Well, I hope go get generics fast then. Seriously, what is this community that rejects any possible enhancement to a language? Even C gets new features albeit slowly. A language that doesn't evolve is a dead one.

There is nothing complicated with generics, they are just incomplete types, that's all. Generics =/= C++ templates.

Ada has a great implementation of generic programming which forces the developer to complete generic types before using them. In fact Ada got a lot of things that go got wrong despite being way older, especially when it comes to concurrency and types.

Package based generics make them completely compile time and runtime safe, no type erasure. The'd be the equivalent of reflect.MakeFunc or reflect.MakeStruct at compile time, so without any performance penality or ugly reflection, which go has right now.

2 comments

I feel what is with this demand that Go has to have generics when there are some excellent languages with Generics available.
I'm on the fence about generics...but to answer your question generally...it's not all 'enhancements', it's making a language less readable.

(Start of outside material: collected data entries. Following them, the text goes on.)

PR #7621, opened 2024-05-16
process: Fix crash when collapseRequestsFn is None

p12tic:
Fixes https://github.com/buildbot/buildbot/pull/7607/commits/8e9df31ddee62b77997e6d771a60dcda68f59b10.

@tdesveaux this is perfect illustration why a single commit should change only single thing and any unrelated changes should be at least in separate commits. Large commits mean errors become easier to miss in review.


p12tic:
Merging without CI because buildbot CI is broken now.

tdesveaux:
Absolutely, I got a bit too confident in tests to catch issues (and far too much in myself to not make dumb things).

I'll make a better effort to split code change in the future PRs. Apologize for the issue it caused.

PR #7633, opened 2024-05-19
Removal of scandir package from requirements-ci.txt

### LINKED ISSUE #7632: Removal of scandir package from requirements
`scandir` has been included in the Python 3.5 standard library as os.scandir(), and the related performance improvements to os.walk() have also been included. see https://github.com/benhoyt/scandir?tab=readme-ov-file#now-included-in-a-python-near-you

As Buildbot now requires Python 3.8 or newer we can use standard library rather than package.

pmisik:
`scandir` has been included in the Python 3.5 standard library as os.scandir(), and the related performance improvements to os.walk() have also been included. see https://github.com/benhoyt/scandir?tab=readme-ov-file#now-included-in-a-python-near-you

As Buildbot now requires Python 3.8 or newer we can use standard library rather than package.

Fixes #7632

## Contributor Checklist:

### DIFF
--- a/requirements-ci.txt
+++ b/requirements-ci.txt
@@ -102,7 +102,6 @@ responses==0.25.0
 ruamel.yaml==0.18.6
 ruamel.yaml.clib==0.2.8
 s3transfer==0.10.1
-scandir==1.10.0
 service-identity==24.1.0
 setuptools-trial==0.6.0
 singledispatch==4.1.0


p12tic:
requirements-ci.txt is used to ensure that the set of installed packages is reproducible in CI. We should ensure that scandir does not come from some transitive dependency. We can remove this package only if there are no such dependencies.

p12tic:
> If there was a transitive dependency, then scandir should appear in the pip list output.

You're right. I removed the transitive dependencies from requirements-ci.txt, installed it and it didn't bring scandir.

p12tic (approved):

PR #7674, opened 2024-06-01
test: fix SQLAlchemy 'current statement is being autocommitted'

tdesveaux:
This removes the last SQLAlchemy RemovedIn20Warning from tests.

Once merge, this allow to start work on using the `future=True` in Engine and SQLAlchemy 2.0 compatibility.

I went with simply wrapping insert/update/delete call in a transaction as it's what was happening, now it's simply obvious.
Transaction usage can be optimized/improved in the future, but I feel it should not be done here.

I also added the `DBPool.do_with_transaction` helper as I felt it was useful for most simple cases, but the commit can be dropped.

## Contributor Checklist:


tdesveaux:
Can't repro the test failure locally, but I'm using py3.11 so that might be the diff.
Could the test be re-run to check if it's "just" flaky?

p12tic (approved):

PR #7690, opened 2024-06-07
db: implement upsert

tdesveaux:
Requires #7686

This implement upsert for case where a DB entry needs to be updated, and created if it does not exists.
This allow to replace manual implementation where race condition can happen.

Only implemented for MySQL, PSQL, and SQLite.
Fallback on manual implementation if driver or DB version is not compatible.

## Contributor Checklist:


p12tic:
Rebased.

p12tic (approved):
Looks great, thanks!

Sure, I can choose never to use it. But now I have (more) trouble reading others code. Go's strength, to me, is readability.
People programming in Go today already have workarounds to provide the functionality of generics, but at the cost of type safety and speed.

It is very common (especially in libraries) to pass `interface{}` around and use reflection to do manual type checking and type casting.

With generics the code that uses `interface{}` today would actually be much more readable, because the intention of the author would be clear.